Most stories one reads about Native Americans in either Canada or the U.S. concentrate on how they’re into peyote, dumping all traces of their colonizers’ faith or were on the short end of abuse from some religious order.
A year I spent living close to the immense Navajo reservation that straddles New Mexico and Arizona showed a more complex story. Many Natives belonged to established denominations that set up mission churches on the reservation. Every summer, revival tents would pop up everywhere. The same is true for Alaska. When I asked a professor in the Native studies department at the university in Fairbanks to get me a speaker who’s into Native religions, she said most Natives attend church.
Which is why this piece about Canadian Native converts to Christianity rings true. It only took a little bit of effort to add some complexity to the reporting.
VANCOUVER, British Columbia -- Inside a cramped, run-down loft in one of this city's poorest neighborhoods, Cheryl Bear Barnetson sits at a communal drum, leading a group of people in song.
The sharp beating of the drum grows louder and faster. She and the other aboriginal singers surrounding it begin to chant.
“Jeeee-sus, Jeeee-sus, Jeeee-sus …”
Although it doesn’t look like a typical house of worship, this place is a church. Bare brick walls surround small coffee tables and chairs. A large wooden cross is all that distinguishes the space from a 1920s speakeasy.

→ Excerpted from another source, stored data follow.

PR #630, opened 2023-09-13
[server] Fix storage node read quota enforcement

xunyin8:
## [server] Fix storage node read quota enforcement
The PR fixed several issues in the `ReadQuotaEnforcementHandler.java`:

1. The `ReadQuotaEnforcementHandler` used to only keep the token bucket of the current version. As a result when FC metadata is updated asynchronously it's possible that it will query the server for a different "current" version. During this transition period we don't have the corresponding token bucket and quota is not enforced.

2. In the old `channelRead0` there is a bug when handling retry requests. Retry request will not enter the if block but enter the else if unintentionally and trigger `handleEnforcingAndNoBucket` on the request.

3. `updateQuota` used to blindly replace existing token bucket with a new one even if they are identical. Now it checks if it's different and only replace it if it's different to avoid unnecessary initialization of new token buckets.

4. Modified the old usage ratio metric since it's not very useful due to the bucket's large headroom for spike handling and we can get a more useful ratio by looking at the token requested and amortized refill per second. Added a new `quota_rcu_allowed_unintentionally` metric to track requests allowed due to missing token bucket.

5. Initialize `ServerQuotaTokenBucketStats` for the server node's token bucket to gain visibility on the storage level quota enforcement. 

## How was this PR tested?
Existing and new tests

### DIFF
--- a/clients/da-vinci-client/src/main/java/com/linkedin/davinci/config/VeniceServerConfig.java
+++ b/clients/da-vinci-client/src/main/java/com/linkedin/davinci/config/VeniceServerConfig.java
@@ -508,7 +508,7 @@ public class VeniceServerConfig extends VeniceClusterConfig {
     serverCalculateQuotaUsageBasedOnPartitionsAssignmentEnabled =
         serverProperties.getBoolean(SEVER_CALCULATE_QUOTA_USAGE_BASED_ON_PARTITIONS_ASSIGNMENT_ENABLED, true);
 
-    nodeCapacityInRcu = serverProperties.getLong(SERVER_NODE_CAPACITY_RCU, 50000);
+    nodeCapacityInRcu = serverProperties.getLong(SERVER_NODE_CAPACITY_RCU, 100000);
     kafkaMaxPollRecords = serverProperties.getInt(SERVER_KAFKA_MAX_POLL_RECORDS, 100);
     kafkaPollRetryTimes = serverProperties.getInt(SERVER_KAFKA_POLL_RETRY_TIMES, 100);
     kafkaPollRetryBackoffMs = serverProperties.getInt(SERVER_KAFKA_POLL_RETRY_BACKOFF_MS, 0);
--- a/internal/venice-common/src/main/java/com/linkedin/venice/throttle/TokenBucket.java
+++ b/internal/venice-common/src/main/java/com/linkedin/venice/throttle/TokenBucket.java
@@ -17,9 +17,10 @@ public class TokenBucket {
   private final float refillPerSecond;// only used for logging
   private final Clock clock;
   private final AtomicLong tokens;
-  private final AtomicLong tokensCountAfterLastRefill;
-  private final AtomicLong tokensConsumedSinceLastRefill;
+  private final AtomicLong tokensRequestedSinceLastRefill;
+  private volatile long previousRefillTime = 0;
   private volatile long nextUpdateTime;
+  private volatile double staleUsageRatio = 0;
 
   /**
    * This constructor should only be used by tests.  Application should not specify it's own instance of Clock
@@ -50,9 +51,9 @@ public class TokenBucket {
     this.clock = clock;
 
     tokens = new AtomicLong(capacity);
-    tokensCountAfterLastRefill = new AtomicLong(tokens.get());
-    tokensConsumedSinceLastRefill = new AtomicLong(0);
-    nextUpdateTime = clock.millis() + refillIntervalMs;
+    tokensRequestedSinceLastRefill = new AtomicLong(0);
+    previousRefillTime = clock.millis();
+    nextUpdateTime = previousRefillTime + refillIntervalMs;
 
     refillPerSecond = refillAmount / (float) refillUnit.toSeconds(refillInterval);
   }
@@ -76,8 +77,9 @@ public class TokenBucket {
   private boolean update() {
     if (clock.millis() > nextUpdateTime) {
       synchronized (this) {
-        if (clock.millis() > nextUpdateTime) {
-          long refillCount = (clock.millis() - nextUpdateTime) / refillIntervalMs + 1;
+        long timeNow = clock.millis();
+        if (timeNow > nextUpdateTime) {
+          long refillCount = (timeNow - nextUpdateTime) / refillIntervalMs + 1;
           long totalRefillAmount = refillCount * refillAmount;
           tokens.getAndAccumulate(totalRefillAmount, (existing, toAdd) -> {
             long newTokens = existing + toAdd;
@@ -87,9 +89,14 @@ public class TokenBucket {
               return newTokens;
             }
           });
-          tokensCountAfterLastRefill.set(tokens.get());
-          tokensConsumedSinceLastRefill.set(0);
-          nextUpdateTime += refillCount * refillIntervalMs;
+          if (previousRefillTime > 0) {
+            long timeSinceLastRefill = TimeUnit.MILLISECONDS.toSeconds(timeNow - previousRefillTime);
+            staleUsageRatio =
+                ((double) tokensRequestedSinceLastRefill.get() / (double) timeSinceLastRefill) / refillPerSecond;
+          }
+          previousRefillTime = timeNow;
+          tokensRequestedSinceLastRefill.set(0);
+          nextUpdateTime = timeNow + refillIntervalMs;
         }
       }
       return true;
@@ -112,9 +119,9 @@ public class TokenBucket {
   }
 
   private boolean noRetryTryConsume(long tokensToConsume) {
+    tokensRequestedSinceLastRefill.getAndAdd(tokensToConsume);
     long tokensThatWereAvailable = tokens.getAndAccumulate(tokensToConsume, (existing, toConsume) -> {
       if (toConsume <= existing) { // there are sufficient tokens
-        tokensConsumedSinceLastRefill.getAndAdd(toConsume);
         return existing - toConsume;
       } else {
         return existing; // insufficient tokens, do not consume any
@@ -129,5 +136,9 @@ public class TokenBucket {
 
   public float getAmortizedRefillPerSecond() {
     return refillPerSecond;
+  }
+
+  public double getStaleUsageRatio() {
+    return staleUsageRatio;
   }
 }
--- a/internal/venice-common/src/main/java/com/linkedin/venice/throttle/TokenBucket.java
+++ b/internal/venice-common/src/main/java/com/linkedin/venice/throttle/TokenBucket.java
@@ -54,8 +54,7 @@ public class TokenBucket {
     tokensConsumedSinceLastRefill = new AtomicLong(0);
     nextUpdateTime = clock.millis() + refillIntervalMs;
 
-    float refillIntervalSeconds = refillIntervalMs / (float) 1000;
-    refillPerSecond = refillAmount / refillIntervalSeconds;
+    refillPerSecond = refillAmount / (float) refillInterval;
   }
 
   /**
@@ -106,14 +105,6 @@ public class TokenBucket {
   public long getStaleTokenCount() {
     // TODO: maybe update the token after getting the stale token count
     return tokens.get();
-  }
-
-  /**
-   * This method does not call #update(), so it is only accurate as of the last time #tryConsume() and update() was called
-   * @return ratio between number of tokens consumed since last refill over the total token count after the last refill
-   */
-  public double getStaleUsageRatio() {
-    return (double) tokensConsumedSinceLastRefill.get() / (double) tokensCountAfterLastRefill.get();
   }
 
   public boolean tryConsume(long tokensToConsume) {
--- a/internal/venice-common/src/main/java/com/linkedin/venice/throttle/TokenBucket.java
+++ b/internal/venice-common/src/main/java/com/linkedin/venice/throttle/TokenBucket.java
@@ -54,7 +54,7 @@ public class TokenBucket {
     tokensConsumedSinceLastRefill = new AtomicLong(0);
     nextUpdateTime = clock.millis() + refillIntervalMs;
 
-    refillPerSecond = refillAmount / (float) refillInterval;
+    refillPerSecond = refillAmount / (float) refillUnit.toSeconds(refillInterval);
   }
 
   /**
--- a/services/venice-server/src/main/java/com/linkedin/venice/listener/ReadQuotaEnforcementHandler.java
+++ b/services/venice-server/src/main/java/com/linkedin/venice/listener/ReadQuotaEnforcementHandler.java
@@ -388,7 +388,7 @@ public class ReadQuotaEnforcementHandler extends SimpleChannelInboundHandler<Rou
 
   @Override
   public void onExternalViewChange(PartitionAssignment partitionAssignment) {
-    updateQuota(partitionAssignment);
+    // Ignore this event since the partition assignment triggered by EV won't contain the right states.
   }
 
   @Override
--- a/services/venice-server/src/main/java/com/linkedin/venice/listener/ReadQuotaEnforcementHandler.java
+++ b/services/venice-server/src/main/java/com/linkedin/venice/listener/ReadQuotaEnforcementHandler.java
@@ -22,6 +22,7 @@ import com.linkedin.venice.pushmonitor.ReadOnlyPartitionStatus;
 import com.linkedin.venice.routerapi.ReplicaState;
 import com.linkedin.venice.stats.AbstractVeniceAggStats;
 import com.linkedin.venice.stats.AggServerQuotaUsageStats;
+import com.linkedin.venice.stats.ServerQuotaTokenBucketStats;
 import com.linkedin.venice.throttle.TokenBucket;
 import com.linkedin.venice.utils.ExpiringSet;
 import com.linkedin.venice.utils.concurrent.VeniceConcurrentHashMap;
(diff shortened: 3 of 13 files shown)


clients/da-vinci-client/src/main/java/com/linkedin/davinci/config/VeniceServerConfig.java
```diff
@@ -508,7 +508,7 @@ public VeniceServerConfig(VeniceProperties serverProperties, Map<String, Map<Str
     serverCalculateQuotaUsageBasedOnPartitionsAssignmentEnabled =
         serverProperties.getBoolean(SEVER_CALCULATE_QUOTA_USAGE_BASED_ON_PARTITIONS_ASSIGNMENT_ENABLED, true);
 
-    nodeCapacityInRcu = serverProperties.getLong(SERVER_NODE_CAPACITY_RCU, 50000);
+    nodeCapacityInRcu = serverProperties.getLong(SERVER_NODE_CAPACITY_RCU, 100000);
```
sixpluszero, line 511: Is the default value change intentional?

services/venice-server/src/main/java/com/linkedin/venice/listener/ReadQuotaEnforcementHandler.java
```diff
@@ -100,9 +115,10 @@ public static int getRcu(RouterRequest request) {
       case SINGLE_GET:
         return 1;
       case MULTI_GET:
-        return request.getKeyCount();
+      case MULTI_GET_STREAMING:
```
sixpluszero, line 118: Hmm so previously STREAMING request  will return Int.MAX?

services/venice-server/src/main/java/com/linkedin/venice/listener/ReadQuotaEnforcementHandler.java
```diff
@@ -188,30 +204,34 @@ public void channelRead0(ChannelHandlerContext ctx, RouterRequest request) {
     String storeName = request.getStoreName();
     Store store = storeRepository.getStore(storeName);
 
-    if (checkStoreNull(ctx, request, null, false, store)) {
+    if (!enforcing || checkStoreNull(ctx, request, null, false, store)) {
```
sixpluszero, line 207: Just double check - what does this enforcing mean? I see the setEnforcing() method is not used, which means it is always true?

services/venice-server/src/main/java/com/linkedin/venice/listener/ReadQuotaEnforcementHandler.java
```diff
@@ -407,8 +427,20 @@ private void updateQuota(PartitionAssignment partitionAssignment) {
...
-    storeVersionBuckets.put(topic, newStoreBucket); // put is atomic, so this method is thread-safe
+    storeVersionBuckets.compute(topic, (k, v) -> {
+      long newRefillAmount = calculateRefillAmount(quotaInRcu, thisNodeQuotaResponsibility);
+      if (v == null || v.getAmortizedRefillPerSecond() * enforcementIntervalSeconds != newRefillAmount) {
+        // only replace the existing bucket if the difference is greater than 1
+        return tokenBucketfromRcuPerSecond(quotaInRcu, thisNodeQuotaResponsibility);
+      } else {
+        return v;
+      }
+    }); // put is atomic, so this method is thread-safe
```
sixpluszero, line 438: nit: comment is outdated "put"->"compute". Or just remove it as it is kind of obvious

services/venice-server/src/main/java/com/linkedin/venice/listener/ReadQuotaEnforcementHandler.java
sixpluszero: Would like to get some explanation for this as it is basically blocking me understanding the change :)

gaojieliu:
>> Removed the old usage ratio metric since it's not very useful due to the bucket's large headroom for spike handling and we can get a more useful ratio by looking at the QPS and bucket stats. Instead, added quota_rcu_allowed_unintentionally metric to track requests allowed due to missing token bucket.

So new metrics will cover the qps beyond quota limit?

I feel the usage ratio is still useful even the current quota mechanism can tolerate spike since this behavior is not deterministic since it is a best effort.
If the existing stores use up the per-server quota, these excessive requests will be rejected.

services/venice-server/src/main/java/com/linkedin/venice/listener/ReadQuotaEnforcementHandler.java
```diff
@@ -188,30 +204,34 @@ public void channelRead0(ChannelHandlerContext ctx, RouterRequest request) {
...
         // TODO: check if extra node capacity and can still process this request out of quota
-        if (handleTooManyRequests(ctx, request, null, store, rcu, false))
-          return;
+        return;
+      }
+    } else {
+      // If this happens it is probably due to a short-lived race condition where the resource is being accessed before
+      // the bucket is allocated. The request will be allowed based on node/server capacity so emit metrics accordingly.
+      stats.recordAllowedUnintentionally(storeName, rcu);
+      if (!noBucketStores.contains(request.getResourceName())) {
```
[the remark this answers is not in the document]
xunyin8: If tokenBucket is null nothing is enforced other than the server node level quota. Hence we don't differentiate retry request from regular request when enforcing server node level quota.

services/venice-server/src/main/java/com/linkedin/venice/listener/ReadQuotaEnforcementHandler.java
```diff
@@ -188,30 +204,34 @@ public void channelRead0(ChannelHandlerContext ctx, RouterRequest request) {
...
+          && handleTooManyRequests(ctx, request, null, store, rcu, false)) {
+        // Enforce store version quota for non-retry requests.
         // TODO: check if extra node capacity and can still process this request out of quota
-        if (handleTooManyRequests(ctx, request, null, store, rcu, false))
-          return;
+        return;
+      }
+    } else {
+      // If this happens it is probably due to a short-lived race condition where the resource is being accessed before
+      // the bucket is allocated. The request will be allowed based on node/server capacity so emit metrics accordingly.
```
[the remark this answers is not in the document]
xunyin8: Right, so we will maintain multiple version's token buckets (all versions that's still visible in the store's zk). FC shouldn't be and can't afford to be stuck in version switch forever.

clients/da-vinci-client/src/main/java/com/linkedin/davinci/config/VeniceServerConfig.java
xunyin8: Yes, 50k is too low for server node level qps as default IMO.

services/venice-server/src/main/java/com/linkedin/venice/listener/ReadQuotaEnforcementHandler.java
xunyin8: Right... it looks like the default is to reject quota for unknown request types since it may not know how to evaluate its cost properly and we forgot to update here when we introduced new request types like `STREAMING`. Let me know if we should change the default.

services/venice-server/src/main/java/com/linkedin/venice/listener/ReadQuotaEnforcementHandler.java
xunyin8: Yes, it should always be enforced. Let me remove it. I think this is legacy code where initially the author wanted to rollout in phases where there is a mode to log/report quota but not actually reject them.

internal/venice-common/src/main/java/com/linkedin/venice/throttle/TokenBucket.java
```diff
@@ -54,8 +54,7 @@ public TokenBucket(long capacity, long refillAmount, long refillInterval, TimeUn
     tokensConsumedSinceLastRefill = new AtomicLong(0);
     nextUpdateTime = clock.millis() + refillIntervalMs;
 
-    float refillIntervalSeconds = refillIntervalMs / (float) 1000;
-    refillPerSecond = refillAmount / refillIntervalSeconds;
+    refillPerSecond = refillAmount / (float) refillInterval;
```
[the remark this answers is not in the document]
xunyin8: Good catch, let me fix this.

xunyin8:
> > > Removed the old usage ratio metric since it's not very useful due to the bucket's large headroom for spike handling and we can get a more useful ratio by looking at the QPS and bucket stats. Instead, added quota_rcu_allowed_unintentionally metric to track requests allowed due to missing token bucket.
> 
> So new metrics will cover the qps beyond quota limit?
> 
> I feel the usage ratio is still useful even the current quota mechanism can tolerate spike since this behavior is not deterministic since it is a best effort. If the existing stores use up the per-server quota, these excessive requests will be rejected.

But we can also arrive at a ratio by looking at the corresponding token bucket stats and qps. Do we really need a ratio that's usually low during steady state but can quickly go to 1 or even exceed 1 during spike scenarios? To me it's only worth it if we plan to put some alerting on it, maybe if we return a simpler ratio. qps / Refill per second allocated to this node, what do you think?

services/venice-server/src/main/java/com/linkedin/venice/listener/ReadQuotaEnforcementHandler.java
```diff
@@ -300,12 +315,13 @@ public boolean handleTooManyRequests(
...
 
-  public void handleEnforcingAndNoBucket(RouterRequest request) {
-    LOGGER.warn(
-        "Request for resource: {} but no TokenBucket for that resource. Not yet enforcing quota",
-        request.getResourceName());
+  /**
+   * This method and the expiring set noBucketStores is only used to throttle the logging of such event
+   */
+  public void handleEnforcingAndNoBucket(String resourceName) {
+    LOGGER.warn("Request for resource: {} but no TokenBucket for that resource. Not yet enforcing quota", resourceName);
```
majisourav99, line 322: could we add a rate limiter log for this? during the edge case there could be many such cases.

services/venice-server/src/main/java/com/linkedin/venice/listener/ReadQuotaEnforcementHandler.java
```diff
@@ -192,26 +207,30 @@ public void channelRead0(ChannelHandlerContext ctx, RouterRequest request) {
...
         // TODO: check if extra node capacity and can still process this request out of quota
-        if (handleTooManyRequests(ctx, request, null, store, rcu, false))
-          return;
+        return;
+      }
+    } else {
+      // If this happens it is probably due to a short-lived race condition where the resource is being accessed before
+      // the bucket is allocated. The request will be allowed based on node/server capacity so emit metrics accordingly.
+      stats.recordAllowedUnintentionally(storeName, rcu);
+      if (!noBucketStores.contains(request.getResourceName())) {
```
majisourav99, line 231: may use `isEnforcingAndNoBucketStoreContainsResource` ?

services/venice-server/src/main/java/com/linkedin/venice/listener/ReadQuotaEnforcementHandler.java
xunyin8: Good call, will do.

services/venice-server/src/main/java/com/linkedin/venice/listener/ReadQuotaEnforcementHandler.java
xunyin8: Will use `isNoBucketStoreContainsResource`, renamed the method since we removed the enforcing flag to avoid confusion.

services/venice-server/src/main/java/com/linkedin/venice/listener/ReadQuotaEnforcementHandler.java
xunyin8: Actually this is already rate limited to 30 seconds per resource with the `noBucketStores` expiring set.

gaojieliu:
> But we can also arrive at a ratio by looking at the corresponding token bucket stats and qps. Do we really need a ratio that's usually low during steady state but can quickly go to 1 or even exceed 1 during spike scenarios? To me it's only worth it if we plan to put some alerting on it, maybe if we return a simpler ratio. qps / Refill per second allocated to this node, what do you think?

Sorry for the late reply.
So what will be the new alerting strategy? 
Will we still come up with a ratio metric based on the qps and token bucket stats and setup alert against it as today?

xunyin8:
> > But we can also arrive at a ratio by looking at the corresponding token bucket stats and qps. Do we really need a ratio that's usually low during steady state but can quickly go to 1 or even exceed 1 during spike scenarios? To me it's only worth it if we plan to put some alerting on it, maybe if we return a simpler ratio. qps / Refill per second allocated to this node, what do you think?
> 
> Sorry for the late reply. So what will be the new alerting strategy? Will we still come up with a ratio metric based on the qps and token bucket stats and setup alert against it as today?

Yes, unless we prefer to have an explicit metric instead of a derived one. I can also emit one directly from the bucket stats. Taking the ratio of token requested/refill amount over the refill interval.

gaojieliu:
> > > But we can also arrive at a ratio by looking at the corresponding token bucket stats and qps. Do we really need a ratio that's usually low during steady state but can quickly go to 1 or even exceed 1 during spike scenarios? To me it's only worth it if we plan to put some alerting on it, maybe if we return a simpler ratio. qps / Refill per second allocated to this node, what do you think?
> > 
> > 
> > Sorry for the late reply. So what will be the new alerting strategy? Will we still come up with a ratio metric based on the qps and token bucket stats and setup alert against it as today?
> 
> Yes, unless we prefer to have an explicit metric instead of a derived one. I can also emit one directly from the bucket stats. Taking the ratio of token requested/refill amount over the refill interval.

If we can use the derived metric to achieve the same result of direct metric, that would be fine.

services/venice-server/src/main/java/com/linkedin/venice/listener/ReadQuotaEnforcementHandler.java
```diff
@@ -159,8 +174,8 @@ public final void init() {
       LOGGER.error(
           "Null resource assignment from HelixCustomizedViewOfflinePushRepository in ReadQuotaEnforcementHandler");
     } else {
-      for (String resource: customizedViewRepository.getResourceAssignment().getAssignedResources()) {
-        this.onExternalViewChange(customizedViewRepository.getPartitionAssignments(resource));
+      for (String resource: resourceAssignment.getAssignedResources()) {
+        this.onExternalViewChange(resourceAssignment.getPartitionAssignment(resource));
```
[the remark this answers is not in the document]
xunyin8: I think that's because the code originally was written before CV existed. Let me see if it's feasible to completely rely on CV as trigger and not both.

services/venice-server/src/main/java/com/linkedin/venice/listener/ReadQuotaEnforcementHandler.java
```diff
@@ -192,26 +207,30 @@ public void channelRead0(ChannelHandlerContext ctx, RouterRequest request) {
...
 
     /**
-     * First check store bucket for capacity; don't throttle retried request at store version level
+     * First check store bucket for capacity don't throttle retried request at store version level
      */
     TokenBucket tokenBucket = storeVersionBuckets.get(request.getResourceName());
-    if (tokenBucket != null && !request.isRetryRequest()) {
-      if (!tokenBucket.tryConsume(rcu)) {
+    if (tokenBucket != null) {
+      if (!request.isRetryRequest() && !tokenBucket.tryConsume(rcu)
```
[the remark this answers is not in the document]
xunyin8: I can try to change it to something that's closer to the original style but the semantic of the old code is incorrect.

services/venice-server/src/main/java/com/linkedin/venice/listener/ReadQuotaEnforcementHandler.java
```diff
@@ -481,7 +483,7 @@ public void handleStoreChanged(Store store) {
          * a the future version will fail in most cases, because the new topic is not in the external view at all.
          *
          */
-        this.onExternalViewChange(customizedViewRepository.getPartitionAssignments(topic));
+        this.onCustomizedViewChange(customizedViewRepository.getPartitionAssignments(topic));
```
gaojieliu, line 486: Is it possible to remove the function of `onExternalViewChange` or just throw exception or do nothing? Since the partition assignment triggered by EV won't contain the right state.

services/venice-server/src/main/java/com/linkedin/venice/listener/ReadQuotaEnforcementHandler.java
```diff
@@ -218,6 +218,8 @@ public void channelRead0(ChannelHandlerContext ctx, RouterRequest request) {
      */
     TokenBucket tokenBucket = storeVersionBuckets.get(request.getResourceName());
     if (tokenBucket != null) {
+      // Can always emit the stale usage ratio first because it's using numbers from the previous refill
+      stats.recordReadQuotaUsageRatio(storeName, tokenBucket.getStaleUsageRatio());
```
gaojieliu, line 222: Why called it `stale usage ratio`? Can you elaborate?

xunyin8: It's stale because it was calculated using previous refill interval's amortized requested QPS divided by refill amount. Depending on the refill interval it could be 30 seconds or a minute behind the current usage ratio.

services/venice-server/src/main/java/com/linkedin/venice/listener/ReadQuotaEnforcementHandler.java
xunyin8: Will make it do nothing, we can't remove it unless we remove it from the interface `RoutingDataChangedListener` or make it abstract.

gaojieliu (approved):
Thanks for the fix!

The gist of this piece is how Street Church, a savvy congregation in Vancouver, B.C., is using aboriginal practices, such as hand drums, smudging (a cleansing ceremony), eagle feathers, talking sticks and other ways to bring Natives into church. It starts with anecdotes from one of the female pastors, then a short history of nearly 100 years abusive practices against Native children who were forced to attend church-run schools across Canada.
The report then quotes a college professor who believes that Street Church’s tactics are deceptive. Most reporters would have left it at that, but this writer adds that several other institutions -- such as substance abuse and trauma treatment centers -- also mix in aboriginal practices but the professor apparently didn’t criticize them.
A story on how First Nations people in Canada are accepting the religion whose followers weren’t always so kind to them in the past might not make it into some media because it doesn’t follow a more typical Natives-as-victims story line. What makes Street Church news is that people are lining up to get in.
Thus, one thing missing was the number of people attending. I would have liked to have seen a quote from an official at the Foursquare Church of Canada, the parent denomination of Street Church, about this success story. The Foursquare folks are Pentecostals, so I’m curious if the indigenous worship at Street Church is Pentecostal as well.
One thing readers may not realize is how tough it is to get interviews in congregations like this. The aforementioned professor in Fairbanks wrote me that “non-Natives tend to have some very skewed and inaccurate ideas about what Native people do or do not believe in and their interest, if they have any, is often voyeuristic and they are looking for shamanism and "magic" of some kind.”
Some Native groups, she added, limit what practitioners can share with the outside world. Thus, it’s harder than it looks for a reporter to get an entrée into this society. Fortunately, Al-Jazeera dug a bit deeper and gave us this glimpse.